• _WHAT TO DO_
Return each line in the records below that includes "size".

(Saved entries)
PR #835, opened 2018-10-03
CDAP-14321 add formats to file source

albertshau:
Added csv, tsv, delimited, json, and blob formats to the file
source. This is to mirror the formats that are available in
the sink, so that whatever content is written by a File sink
can also be read by a File source.

Refactored much of the input format logic to be similar to what
is done for output formats. This mostly amounted to moving the
inner static record readers from PathTrackingInputFormat into
their own classes, and creating hooks to get the record reader
directly from the FileFormat enum.

### DIFF
--- a/core-plugins/docs/File-batchsource.md
+++ b/core-plugins/docs/File-batchsource.md
@@ -35,9 +35,14 @@ an inputFormatClass is given.
 **filenameOnly:** If true and a pathField is specified, only the filename will be used.
 If false, the full URI will be used. Defaults to false.
 
-**format:** Format of the file. Must be "text", "avro" or "parquet". Defaults to "text".
+**Format:** Format of the data to read.
+The format must be one of 'avro', 'blob', 'csv', 'delimited', 'json', 'parquet', 'text', or 'tsv'.
+If the format is 'blob', every input file will be read into a separate record.
+The 'blob' format also requires a schema that contains a field named 'body' of type 'bytes'.
+If the format is 'text', the schema must contain a field named 'offset' of type 'long' and a field
+named 'body' of type 'string'. (Macro-enabled)
 
-**schema:** Schema for the source.
+**schema:** Schema of the data to read.
 
 **maxSplitSize:** Maximum split-size for each mapper in the MapReduce Job. Defaults to 128MB. (Macro-enabled)
 
--- a/format-common/src/main/java/co/cask/hydrator/format/FileFormat.java
+++ b/format-common/src/main/java/co/cask/hydrator/format/FileFormat.java
@@ -17,6 +17,14 @@
 package co.cask.hydrator.format;
 
 import co.cask.cdap.api.data.schema.Schema;
+import co.cask.hydrator.format.input.AvroInputProvider;
+import co.cask.hydrator.format.input.BlobInputProvider;
+import co.cask.hydrator.format.input.DelimitedInputProvider;
+import co.cask.hydrator.format.input.FileInputFormatter;
+import co.cask.hydrator.format.input.FileInputFormatterProvider;
+import co.cask.hydrator.format.input.JsonInputProvider;
+import co.cask.hydrator.format.input.ParquetInputProvider;
+import co.cask.hydrator.format.input.TextInputProvider;
 import co.cask.hydrator.format.output.AvroOutputProvider;
 import co.cask.hydrator.format.output.DelimitedTextOutputProvider;
 import co.cask.hydrator.format.output.FileOutputFormatter;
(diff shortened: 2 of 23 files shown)


albertshau:
https://builds.cask.co/browse/HYP-BAD480

core-plugins/docs/File-batchsource.md
```diff
@@ -35,9 +35,14 @@ an inputFormatClass is given.
 **filenameOnly:** If true and a pathField is specified, only the filename will be used.
 If false, the full URI will be used. Defaults to false.
 
-**format:** Format of the file. Must be "text", "avro" or "parquet". Defaults to "text".
-
-**schema:** Schema for the source.
+**Format:** Format of the data to read.
+The format must be one of 'avro', 'blob', 'csv', 'delimited', 'json', 'parquet', 'text', or 'tsv'.
+If the format is 'blob', every input file will be read into a separate record.
+The schema must contain a field named 'body' of type 'bytes'.
```
rohitsinha54: This line while reading does not seems connected with the line above about blob. Can we say "Also" or something to show continuation.

format-common/src/main/java/co/cask/hydrator/format/FileFormat.java
```diff
@@ -66,9 +77,27 @@ public boolean canRead() {
   public <K, V> FileOutputFormatter<K, V> getFileOutputFormatter(Map<String, String> properties,
                                                                  @Nullable Schema schema) {
     //noinspection unchecked
+    if (outputProvider == null) {
```
rohitsinha54, line 87: rather than null check can will it better to check the boolean flag which is being set?

format-common/src/main/java/co/cask/hydrator/format/FileFormat.java
```diff
@@ -66,9 +77,27 @@ public boolean canRead() {
...
+  /**
+   * Create the FileInputFormatter for this format.
+   *
+   * @param properties plugin properties
+   * @param schema schema for the pipeline stage
+   * @return the FileInputFormatter for this format
+   * @throws IllegalArgumentException if the properties or schema are not valid
+   */
+  public FileInputFormatter getFileInputFormatter(Map<String, String> properties, @Nullable Schema schema) {
+    if (inputProvider == null) {
```
rohitsinha54, line 102: same here?

format-common/src/main/java/co/cask/hydrator/format/FileFormat.java
```diff
@@ -66,9 +77,27 @@ public boolean canRead() {
   public <K, V> FileOutputFormatter<K, V> getFileOutputFormatter(Map<String, String> properties,
```
rohitsinha54, line 84: Can we add the doc like below here

format-common/src/main/java/co/cask/hydrator/format/input/BlobInputFormatter.java
```diff
@@ -0,0 +1,103 @@
...
+  }
+
+  @Override
+  public Map<String, String> getFormatConfig() {
+    return Collections.emptyMap();
+  }
+
+  @Override
+  public RecordReader<NullWritable, StructuredRecord.Builder> create(FileSplit split, TaskAttemptContext context) {
+    if (split.getLength() > Integer.MAX_VALUE) {
```
rohitsinha54, line 52: Is there a relation between the split length and the MAX_VALUE for file size greater than 2GB?

rohitsinha54 (approved):

format-common/src/main/java/co/cask/hydrator/format/FileFormat.java
albertshau: doing this null check will remove a warning, which is one of the reasons it's here. If it's ever null it means somebody is using the class incorrectly.

format-common/src/main/java/co/cask/hydrator/format/input/BlobInputFormatter.java
albertshau: we can't create a byte[] using a long, which is why it's restricted by integer size. It's also a terrible idea to have a 2gb record.

core-plugins/docs/File-batchsource.md
albertshau: done

format-common/src/main/java/co/cask/hydrator/format/FileFormat.java
albertshau: done

format-common/src/main/java/co/cask/hydrator/format/input/BlobInputFormatter.java
rohitsinha54: 👍

PR #836, opened 2018-10-04
fixing potential flaky tests

albertshau:
Instead of using waitForRun(), switching to startAndWaitForRun().
The waitForRun method should not be used if the workflow can
run more than once, as it only checks for the existence of at
least one run record with that status.


rohitsinha54:
LGTM

PR #837, opened 2018-10-05
CDAP-14468 improve distinct aggregator widget

albertshau:
Makes the fields property a drop down and adds a get schema
button.

### DIFF
--- a/core-plugins/widgets/Distinct-batchaggregator.json
+++ b/core-plugins/widgets/Distinct-batchaggregator.json
@@ -1,15 +1,25 @@
 {
   "metadata": {
-    "spec-version": "1.0"
+    "spec-version": "1.5"
   },
   "configuration-groups": [
     {
       "label": "Distinct",
       "properties": [
         {
-          "widget-type": "textbox",
+          "widget-type": "csv",
           "label": "Fields",
-          "name": "fields"
+          "name": "fields",
+          "widget-attributes": {
+            "delimiter": ",",
+            "value-placeholder": "Field Name"
+          },
+          "plugin-function": {
+            "method": "POST",
+            "widget": "outputSchema",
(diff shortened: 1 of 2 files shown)


core-plugins/widgets/Distinct-batchaggregator.json
```diff
@@ -1,15 +1,25 @@
...
+          "widget-type": "csv",
           "label": "Fields",
-          "name": "fields"
+          "name": "fields",
+          "widget-attributes": {
+            "delimiter": ",",
+            "value-placeholder": "Field Name"
+          },
+          "plugin-function": {
+            "method": "POST",
```
CuriousVini, line 18: What is the default label for this widget?

core-plugins/widgets/Distinct-batchaggregator.json
```diff
@@ -1,15 +1,25 @@
...
+            "widget": "outputSchema",
+            "output-property": "schema",
+            "plugin-method": "outputSchema"
```
CuriousVini, line 21: do we need `position` and `button-class`?

CuriousVini (approved):
2 questions about widget json. Code changes lgtm 👍

core-plugins/widgets/Distinct-batchaggregator.json
albertshau: It shows up as 'Get Schema'

core-plugins/widgets/Distinct-batchaggregator.json
albertshau: don't know what those are, but it renders fine, and this is what the group by aggregator does.

CuriousVini:
LGTM 👍

PR #838, opened 2018-10-05
CDAP-14470 make offset optional when reading with text format

albertshau:
Makes the offset field optional for the file source. It will be
there by default, but users can remove it if they don't want it.

This is also required to fix issues with wrangler, where it
makes assumptions about column numbering and ends up creating
bad data if the offset field is there.

### DIFF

• _SOLUTION TO THIS PROBLEM_
 **maxSplitSize:** Maximum split-size for each mapper in the MapReduce Job. Defaults to 128MB. (Macro-enabled)
rohitsinha54, line 52: Is there a relation between the split length and the MAX_VALUE for file size greater than 2GB?
albertshau: we can't create a byte[] using a long, which is why it's restricted by integer size. It's also a terrible idea to have a 2gb record.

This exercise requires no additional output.